Packing functions in memory such that caller/callee are more likely to be on same cache line / same page. (Surprising to see the "same cache line" part actually happens 5% of the time; the ITLB improvements make a lot more intuitive sense). Do this using callgraph information collected continuously from production machines.
Then use same mechanism for keeping the very hottest code in huge pages. Can't do this universally, due to the tiny number of hugepage I-TLB entries.
5-10% improvements across a selection of Facebook's services.
(Excluding FreeBSD on their CDN servers, of course). Asked in the context of Gregg being an ex-Solaris hacker.

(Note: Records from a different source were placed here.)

Issue #9814, opened 2026-05-30
expo: large chunked account cookie dropped after sign-in (cookie jar stored under a single storage key)


gustavovalverde:
### Impact

In an Expo app using `storeAccountCookie` without a database, the account cookie is lost after signing in with a provider that issues large tokens (Keycloak and other enterprise IdPs). Server-side `auth.api.accountInfo` and `auth.api.getAccessToken` then return `ACCOUNT_NOT_FOUND`, and any `customSession` enrichment that depends on them fails, leaving `useSession()` null. This was reported as a core account-resolution bug in #9151, but it is a `@better-auth/expo` client-storage defect: the better-auth server reads chunked account cookies correctly when they are actually replayed.

### Root cause

The Expo client serializes the entire cookie jar (session cookies plus every chunked `account_data.N`) into a single JSON value and writes it under one storage key.

- `getSetCookie` collects all Set-Cookie entries into one object and `JSON.stringify`s it: [packages/expo/src/client.ts#L74-L99](https://github.com/better-auth/better-auth/blob/d3919dc1a560625d8f09161d64701e257452940f/packages/expo/src/client.ts#L74-L99)
- that single string is stored under one `cookieName` key: [packages/expo/src/client.ts#L347-L359](https://github.com/better-auth/better-auth/blob/d3919dc1a560625d8f09161d64701e257452940f/packages/expo/src/client.ts#L347-L359)

Large IdP tokens push the account cookie past the 4096-byte cookie limit, so the server chunks it into `better-auth.account_data.0`, `.1`, and so on. The Expo client merges all of those, plus the session cookies, into one value. The documented storage backend, `expo-secure-store`, warns that values larger than 2048 bytes may not be stored reliably, so the oversized write is dropped or rejected silently. On the next request the rebuilt `Cookie` header is missing the account cookie, it never reaches the server, and with no database the `findAccounts` fallback is empty, producing `ACCOUNT_NOT_FOUND`.

This matches the 1.4.x to 1.6.x regression in #9151: account cookies began carrying full provider tokens (chunked) in 1.6.x, which is exactly what overflows a single-key store. A small session-only jar fits; a jar that also holds chunked Keycloak tokens does not.

### Reproduction

[...]

PR #11057, opened 2026-08-29
fix(expo): serialize async secure-storage access so concurrent requests never read a torn cookie jar

denis110000:
## Summary

On native, `@better-auth/expo` stores the whole cookie jar under one secure-storage key and, since #10438 / v1.7, reads and writes it with the async SecureStore API, chunking values over 1800 chars (#9814). A chunked write is several native round-trips in a fixed order: clear the base key → write `<key>.0..N` → write the `ba-chunks:N` marker.

Nothing serializes those round-trips against other adapter calls. On app start several requests fire together (`useSession`, any `getSession()` the app makes, …) and, with `session.cookieCache` enabled, nearly every response re-sets `session_data` and rewrites the jar in `onSuccess`. A request whose `init` runs while another response is mid-write reads the cleared base key, gets `""`, and:

- `safeJSONParse("")` throws → `ERROR [Better Auth]: Error parsing JSON {"error":{}}` in the console (the 1.6 client swallowed this silently, 1.7 logs it), and
- `getCookie()` returns `""`, so that request goes out **without a `Cookie` header** and is handled as anonymous.

Two concurrent chunked writes can also interleave their chunk writes.

Any app whose jar exceeds 1800 chars hits this — with `cookieCache` on, a bare user with no extra fields is already at ~1750, so real accounts always take the chunked path.

## Fix

`storageAdapter` now runs `getItemAsync` / `setItemAsync` through a per-key FIFO queue, so every read of a key happens fully before or fully after a write to it and writes never interleave; the cookie jar and the session cache are independent keys and never wait on each other. The write order (clear → chunks → marker) is unchanged, so the existing fail-closed behaviour on an interrupted write is preserved. A rejected operation does not stall the queue; the rejection still reaches its caller. The sync `getItem` / `setItem` are untouched (the plugin itself no longer uses them).

## Tests

- read issued while a chunked write is in flight returns the new value, never `""` or a torn value (fails on `main`: returns `""`)
- two concurrent chunked writes leave the last value, not a mix
- a chunked write to one key does not delay a read of another
- a rejected operation doesn't block subsequent ones

## Changeset

`@better-auth/expo`: patch

### DIFF
--- a/.changeset/expo-storage-queue.md
+++ b/.changeset/expo-storage-queue.md
@@ -1,0 +1,5 @@
+---
+"@better-auth/expo": patch
+---
+
+Serialize async secure-storage access in the Expo client so a request started while another response is rewriting the chunked cookie jar no longer reads an empty or torn value, logs `Error parsing JSON`, and goes out without a `Cookie` header.
--- a/packages/expo/src/client.ts
+++ b/packages/expo/src/client.ts
@@ -298,7 +298,30 @@ function getStorageWrites(key: string, value: string): [string, string][] {
 	return writes;
 }
 
+/**
+ * Runs async storage operations one at a time, in call order. A chunked write
+ * is several native round-trips (clear the base key, write each chunk, set the
+ * marker), and any read that lands between them sees an empty or half-written
+ * jar. That is exactly what happens on app start, where several requests fire
+ * together and every response rewrites the cookie jar: one request's `init`
+ * reads while another's `onSuccess` is mid-write, gets `""`, logs
+ * "Error parsing JSON" and goes out without a Cookie header. Queueing the
+ * operations keeps every read either fully before or fully after a write, and
+ * keeps two concurrent writes from interleaving their chunks.
+ */
+function createQueue() {
+	let tail: Promise<unknown> = Promise.resolve();
+	return <T>(task: () => Promise<T>): Promise<T> => {
+		const run = tail.then(task, task);
+		// Swallow here only so a rejected task doesn't stall the queue; callers
+		// still get the original rejection through `run`.
+		tail = run.catch(() => {});
+		return run;
+	};
+}
+
 export function storageAdapter(storage: ExpoClientStorage) {
+	const enqueue = createQueue();
 	return {
 		/**
 		 * Reads a value, reassembling it if it was split across chunk keys. A value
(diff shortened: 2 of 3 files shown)


denis110000:
Fair point — the jar and the session cache are separate keys and do not need to wait on each other. Switched to a per-key queue in the follow-up commit (`createKeyedQueue`, entries dropped once their tail settles) and added a test that a chunked write to `_session_data` does not delay a read of `_cookie`.

denis110000:
Not introduced by this PR, and queueing cannot fix it either way. The chunk keys `<key>.0..N` share the physical namespace with plain keys since chunking landed (#9814): a caller writing `foo.0` while `foo` is chunked clobbers a chunk of `foo` on `main` too, serialized or not — the collision is in the storage layout, not in the ordering. Serializing `foo.0` behind `foo` would only change *which* write wins, not stop the corruption.

The plugin itself only ever uses the two fixed keys `<prefix>_cookie` and `<prefix>_session_data`, which cannot alias each other's chunks. Reserving a collision-free chunk namespace means changing the on-device layout (and reading the old one back) — a separate change from this race fix; happy to open it as a follow-up if maintainers want it.

fierysolid:
Filed [#11082](https://github.com/horsehq-org/horsehq-web/issues/11082) for the same race before finding this — happy to close mine as a duplicate.

Production confirmation in case it helps prioritize: on @better-auth/expo@1.6.30, jar ~1900 chars (2 chunks), we logged 39 empty-jar reads across 15 users in 24h, iOS and Android, always in a cold start's parallel request burst. Reads land between the [key, ""] write and the marker write, get "", send no cookie, take a 401.

One follow-up thought: the queue removes interleaving, but a single write still isn't atomic — getStorageWrites clears the base key first and commits with the marker last, and setItem catches failures rather than throwing, so an interrupted write (process killed, app suspended, a native write rejecting) leaves the base key "" and every later read gets an empty jar. That's a code-reading argument, not something I've measured.

We're patching that with a slot flip on the same chunking: base key holds <marker><count>.<slot>, the writer fills the inactive slot and flips the base key in one write, base key never cleared. Readers always see a complete jar, and it survives a half-finished write. ~55 lines, old marker format still read so jars migrate. Complementary to this PR rather than competing — happy to send it as a follow-up on top of this branch if you want it.

denis110000:
Thanks — this is exactly the failure pattern the PR describes, and production numbers at that scale are the strongest signal the maintainers could ask for. Linking #11082 here so both threads carry it.

Your reading of the interrupted-write case is correct: the clear-first / marker-last order plus the swallowed `setItemAsync` errors means a write cut short by process death (or a native rejection) leaves the base key `""` for good, and since requests then go out anonymous, nothing ever rewrites the jar — the session is lost until re-login. This PR deliberately keeps that behaviour: it's a pure concurrency fix with the on-disk format untouched, so it stays small and easy to verify.

A slot flip is the right shape for the durability half — single-write commit, base key never cleared, and it composes cleanly with the queue here. I'd suggest sending it as a separate PR once this one lands rather than stacking on this branch (a stack on an unmerged fork makes both harder to review), with a regression test that kills a write between the chunk writes and the flip. Happy to review it.

bytaesu (commented):
Hi @denis110000, thanks for working on this.

This will be superseded by https://github.com/better-auth/better-auth/pull/11099

PR #11079, opened 2026-08-31
docs: give the OAuth issuer value in the Auth.js migration guide

michelecanini:
The guide gives the exact issuer value for credential accounts (`local:credential`) but not for OAuth accounts, so a migration that moves existing OAuth rows has no value to write for the new `issuer` column.

The obvious guess is `createOAuthAccountIssuer()` for every provider. That is right for the providers that declare no issuer of their own, which is most of them, and wrong for the OpenID Connect ones that do: among the built-ins, Google, Apple, Facebook and LINE, plus Cognito and Entra ID whose value depends on configuration or on the token.

The failure is silent. Sign-in resolves an account by the `(issuer, accountId)` pair with no fallback on `providerId`, so a row with the wrong issuer is never found and nothing is logged. Linking by email would normally cover it, but `accountLinking.requireLocalEmailVerified` defaults to `true` and Auth.js leaves `emailVerified` null for most accounts created through OAuth, so those users get `account not linked` and cannot sign in at all.

This adds a callout beside the existing credentials one. The values were read from `accountIssuer` on the built-in providers in 1.7.2.

The same value is documented in the 1.7 upgrade guide and in the Clerk, Auth0 and Supabase migration guides. This is the guide that does not have it.

Docs only, no behaviour change.

---
## Summary by cubic
Adds the missing OAuth `issuer` value to the Auth.js migration guide so migrations can fill the new `issuer` column correctly.

- The correct value differs by provider: `createOAuthAccountIssuer()` for providers without their own issuer, provider-declared values for OpenID Connect ones (Google, Apple, Facebook, LINE, and Cognito/Entra ID depending on configuration or token claims), and Slack depends on integration (built-in uses local form, `genericOAuth` uses `https://slack.com`).
- Writing the wrong value fails silently because sign-in matches on `(issuer, accountId)` with no fallback on `providerId`, and email linking is usually refused since `requireLocalEmailVerified` defaults to `true`.
- Docs only, no behavior change.

<sup>Written for commit f2efbd4678ae89ca32fa7a49ffb9b812b4ddb1cd. Summary will update on new commits.</sup>

<a href="https://cubic.dev/pr/better-auth/better-auth/pull/11079?utm_source=github" target="_blank" rel="noopener noreferrer" data-no-image-dialog="true"><picture><source media="(prefers-color-scheme: dark)" srcset="https://www.cubic.dev/buttons/review-in-cubic-dark.svg"><source media="(prefers-color-scheme: light)" srcset="https://www.cubic.dev/buttons/review-in-cubic-light.svg">Review in cubic</picture></a>


michelecanini:
The review is right, and the failure it describes is the one this callout exists to prevent, so thanks for catching it.

Slack was the wrong example because it is the one provider where the answer depends on how you configured it: `packages/core/src/social-providers/slack.ts` declares no `accountIssuer`, so the built-in social provider does take the local form, while `packages/better-auth/src/plugins/generic-oauth/providers/slack.ts` sets `accountIssuer: "https://slack.com"`.

Rather than drop it, I moved Slack into the sentence that already covers the providers whose value depends on your own setup, next to Cognito and Microsoft Entra ID, and spelled out both cases.

I also checked the other names in the callout so the same ambiguity is not left elsewhere. Among the generic-oauth providers only `slack` and `line` declare an `accountIssuer`; LINE was already listed with `https://access.line.me`, which matches. GitHub and Discord have no generic-oauth helper at all, so they stay unambiguous examples.

bytaesu:
Closing this PR in favor of #11153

It's very easy for people to underestimate how big the cumulative effect from 20 years of even slightly faster improvements ends up being. E.g. were there any major enhancements to the Illumos TCP stack in this decade? If ther were, it's at least not obvious. Or (since I dug this post out due to a "Why would people run Linux instead of OpenBSD" discussion), anyone wanting to run a major Internet service on OpenBSD would probably need to hire 1-2 fulltime hackers to modernize the TCP implementation.

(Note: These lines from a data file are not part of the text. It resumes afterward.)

PR #11177, opened 2026-09-04
fix(react): return the pending session as the server snapshot during hydration

### LINKED ISSUE #10972: BUG: `useSession()` causes a React hydration mismatch: `useStore` passes `getSnapshot` as `getServerSnapshot`
By the way, Opus 5 helped me debug this error I was having; I'll leave all the information below.

---

## Environment

| | |
|---|---|
| `better-auth` | 1.7.1 |
| `nanostores` | 1.5.1 (transitive) |
| React | 19.2.8 |
| Next.js | 16.3.1 (App Router, Turbopack, dev mode) |
| Client | `createAuthClient()` from `better-auth/react` |

## Summary

Any client component that branches on `authClient.useSession()` and is server-rendered can hydrate against different markup than the server produced. React logs:

```
A tree hydrated but some attributes of the server rendered HTML didn't match the client properties.
This won't be patched up.
```

The mismatch is **intermittent by design of the race**, not random: it depends on whether the session store resolves before that particular subtree hydrates. In our app one page mismatched on every single load while another never did.

## Reproduction

A client component whose markup depends on `isPending`:

```tsx
"use client"
import { authClient } from "@/lib/auth/client"

export function SaveButton() {
  const { isPending } = authClient.useSession()
  return <button aria-disabled={isPending}>Save</button>
}
```

Server-render it deep in a page that also renders something subscribing to the session higher up (a header with a user menu, for example).

Observed on a property detail page — the server sent `aria-disabled="true"`, the client hydrated with `false`:

```
  <button
    aria-busy={false}
+   aria-disabled={false}
-   aria-disabled="true"
    aria-label="Save property"
  >
```

The same component on a different route never mismatched, because there its markup was not part of the SSR payload.

## Root cause

`dist/client/react/react-store.mjs` (vendored from `@nanostores/react`):

```js
function useStore(store, options = {}) {
	const snapshotRef = useRef(store.get());
	// ...
	const get = () => snapshotRef.current;
}
```

The third argument to `useSyncExternalStore` is `getServerSnapshot`. React calls it **both** during server rendering **and** during client hydration, precisely so the two renders agree. Here it is the same function as `getSnapshot`, so during hydration it returns the *live* client store value.

That value can already be resolved by then. From `dist/client/query.mjs`, the session atom starts pending:

```js
const value = atom({ data: null, error: null, isPending: true, isRefetching: false, refetch })
```

and flips to `isPending: false` in `onSuccess`. The fetch is started from `onMount`, i.e. when the atom gets its first subscriber. Because React hydration is not atomic — subtrees commit at different times, and Suspense boundaries widen the gap — a subscriber near the top of the tree can trigger the fetch and have it resolve before a subtree lower down hydrates. That lower subtree then reads `isPending: false` from `getServerSnapshot`, while the server had rendered `isPending: true`.

This also explains the asymmetry we saw: components rendered only on the client (behind a client-side data fetch) never mismatch, because there is no server markup to compare against.

## Expected behavior

`getServerSnapshot` should return the same value on the server and during hydration, so the first client render reproduces the server's markup. The real value should land on the next render, after the store subscription is live.

## Suggested fix

`useStore` cannot know a generic store's initial value, but `better-auth` does know it for the atoms it creates in `useAuthQuery`: the pending state the atom is constructed with. Two options:

1. Give `useStore` an explicit server snapshot option and pass the atom's initial value from `createAuthClient`:

```js
return useSyncExternalStore(subscribe, get, getServerSnapshot ?? get)
```

2. Keep a reference to the initial state object inside `useAuthQuery` and expose it on the atom, so the React adapter can return it as the server snapshot.

Either way the server snapshot must be a **stable reference** — returning a freshly built object on each call makes React loop.

## Note on `hydrateSession`

`createAuthClient` exposes `hydrateSession`, but it does not address this. `hydrateSessionAtom` returns early on the server:

```js
function hydrateSessionAtom(sessionAtom, session) {
	if (typeof window === "undefined") return;
	// ...
	sessionAtom.set({ ...currentSession, data: session, error: null, isPending: false });
}
```

So it can only change what the *client* renders, never what the server rendered. If anything it widens the gap. (We have not tested it in our app — this is read from the source.)

## Workaround

Pin the first client render to the pending state so both sides agree, and let the real value arrive one render later:

```tsx
"use client"

import { useEffect, useState } from "react"
import { authClient } from "@/lib/auth/client"

export function useSession() {
  const { data, isPending } = authClient.useSession()
  const [isHydrated, setIsHydrated] = useState(false)

  useEffect(() => {
    setIsHydrated(true)
  }, [])

  return {
    isPending: isPending || !isHydrated,
    session: isHydrated ? data : null,
  }
}
```

This removed the mismatch on every route we could reproduce it on. The cost is one extra render, and any pending placeholder now always shows for a frame.

## Scope of what was verified

- The source above is from the installed `better-auth@1.7.1` build, quoted verbatim.
- The mismatch and the workaround were both verified in our application (reproduced on every load of one route, gone after the change).
- We did **not** build a standalone minimal reproduction, and the precise hydration ordering that wins the race is inferred from React's behaviour, not instrumented.

Bekacru:
## Summary

Client components that server-render on `authClient.useSession()` (or any other React atom hook) could hydrate against different markup than the server produced, logging a React hydration mismatch. The failure was intermittent because it depended on whether the session store resolved before that particular subtree hydrated.

## Root cause

`useStore` in `packages/better-auth/src/client/react/react-store.ts` passed its live `getSnapshot` as the third argument to `useSyncExternalStore`, which is `getServerSnapshot`. React calls `getServerSnapshot` on the server and again during client hydration and expects both to return the same value. The server rendered the atom's initial pending state, but by the time a lower subtree hydrated, a subscriber higher in the tree (or `hydrateSession`) could already have resolved the store, so the live getter returned `isPending: false` against server markup rendered with `isPending: true`.

## Fix

- `useStore` accepts an optional `getServerSnapshot` and passes it to `useSyncExternalStore`, falling back to the live getter as before.
- `createAuthClient` in `packages/better-auth/src/client/react/index.ts` passes the atom's `init` (nanostores' stable initial-value reference) for every generated hook. Nothing mounts an atom during SSR, so `init` is exactly what the server rendered. Computed stores have no `init` and keep the previous behavior.

Hydration now renders the initial state and React re-renders with the live value immediately after commit. Client-only rendering is unaffected since React never calls `getServerSnapshot` outside SSR and hydration. `init` is read instead of `get()` because `get()` on an unmounted nanostores atom mounts it and would start the session fetch at client creation.

## Tests

- `packages/better-auth/src/client/react/react-store.test.ts`: renders `useSession` with `renderToString`, resolves the store via `hydrateSession`, hydrates with `hydrateRoot`, and asserts no recoverable error or console error, that the hydration render used the pending state, and that the DOM then reflects the live value. Fails on `main` with the exact `aria-disabled` and text mismatch from the issue.
- `pnpm vitest run src/client` in `packages/better-auth`: 10 files, 119 tests passed.
- `pnpm typecheck` passes.

Closes #10972

### DIFF
--- a/.changeset/react-server-snapshot.md
+++ b/.changeset/react-server-snapshot.md
@@ -1,0 +1,5 @@
+---
+"better-auth": patch
+---
+
+Return the pending session as the React server snapshot during hydration so `useSession` no longer causes hydration mismatches when the session resolves before a subtree hydrates.
--- a/packages/better-auth/src/client/react/index.ts
+++ b/packages/better-auth/src/client/react/index.ts
@@ -92,7 +92,14 @@ export function createAuthClient<Option extends BetterAuthClientOptions>(
 	} = getClientConfig(options);
 	const resolvedHooks: Record<string, any> = {};
 	for (const [key, value] of Object.entries(pluginsAtoms)) {
-		resolvedHooks[getAtomKey(key)] = () => useStore(value);
+		// Nothing mounts an atom during SSR, so the server rendered its initial
+		// value. Hand React that same value while hydrating; the live value may
+		// already have resolved. Computed stores have no `init` and keep the
+		// live value.
+		const getServerSnapshot =
+			value.init === undefined ? undefined : () => value.init;
+		resolvedHooks[getAtomKey(key)] = () =>
+			useStore(value, { getServerSnapshot });
 	}
 
 	const routes = {
--- a/packages/better-auth/src/client/react/react-store.test.ts
+++ b/packages/better-auth/src/client/react/react-store.test.ts
@@ -1,0 +1,83 @@
+// @vitest-environment happy-dom
+import { act, createElement } from "react";
+import type { Root } from "react-dom/client";
+import { hydrateRoot } from "react-dom/client";
+import { renderToString } from "react-dom/server";
+import { afterEach, expect, it, vi } from "vitest";
+import { createAuthClient } from "./index";
+
+afterEach(() => {
+	vi.unstubAllGlobals();
+	vi.restoreAllMocks();
+});
+
+/**
+ * @see https://github.com/better-auth/better-auth/issues/10972
+ */
+it("hydrates useSession with the pending state the server rendered", async () => {
+	vi.stubGlobal("IS_REACT_ACT_ENVIRONMENT", true);
+	const client = createAuthClient({
+		baseURL: "http://localhost:3000",
+		fetchOptions: {
+			customFetchImpl: () => new Promise<Response>(() => {}),
+		},
+	});
+	const rendered: boolean[] = [];
+	const SaveButton = () => {
+		const { isPending } = client.useSession();
+		rendered.push(isPending);
+		return createElement(
+			"button",
+			{ "aria-disabled": isPending },
+			isPending ? "loading" : "save",
+		);
+	};
+
+	const html = renderToString(createElement(SaveButton));
+	expect(html).toContain('aria-disabled="true"');
+
+	// A subscriber higher in the tree already resolved the session before this
+	// subtree hydrates.
+	const now = new Date();
+	client.hydrateSession({
+		user: {
+			id: "user-id",
+			name: "Test User",
+			email: "test@example.com",
+			emailVerified: true,
+			createdAt: now,
+			updatedAt: now,
+		},
+		session: {
+			id: "session-id",
+			userId: "user-id",
+			token: "token",
+			expiresAt: now,
+			createdAt: now,
+			updatedAt: now,
+		},
+	});
+	expect(client.$store.atoms.session!.get().isPending).toBe(false);
+
+	const container = document.createElement("div");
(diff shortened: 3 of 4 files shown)


Smidge:
Opened #11316 as an alternative follow-up, with credit to this PR's diagnosis and stable server snapshot approach.

The new implementation limits the snapshot override to auth query atoms. Nano Stores computed stores also retain an `init` property, so checking its presence would change computed SSR output. It also preserves ordinary plugin atoms' existing SSR values, including atoms initialized with `undefined`.

The new tests reproduce four hydration failures on a fresh build of `main` and pass with the fix. All 123 client tests and the package typecheck pass locally. The follow-up includes documentation and a patch changeset. Happy for the implementation and tests to be folded into this PR if that is easier to review.

bytaesu:
Closing this PR in favor of #11316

That's just the bit of operating systems I'm familiar with. But hard to believe it would somehow be a unique problem area./p>
An investigation of HTTP middleboxes all over the internet. How do they behave, and how do you fool them into doing things they weren't meant to do.
The Gamecube had a GPU with some programmable parts, rather than being purely fixed-function. For Dolphin to emulate that, they need to compile the Gamecube GPU programs to modern GPU shaders. But this compilation takes time, and they don't know the set of needed shaders up front (it's fully dynamic). How do you solve that?
> But what if we don't have to rely on specialized shaders? The crazy idea was born to emulate the rendering pipeline itself with an interpreter that runs directly on the GPU as a set of monsterous flexible shaders.
The great thing about Dolphin updates is that they don't just explain what a new feature is; they explain what other solutions have been tried or proposed, and why those solutions don't actually work.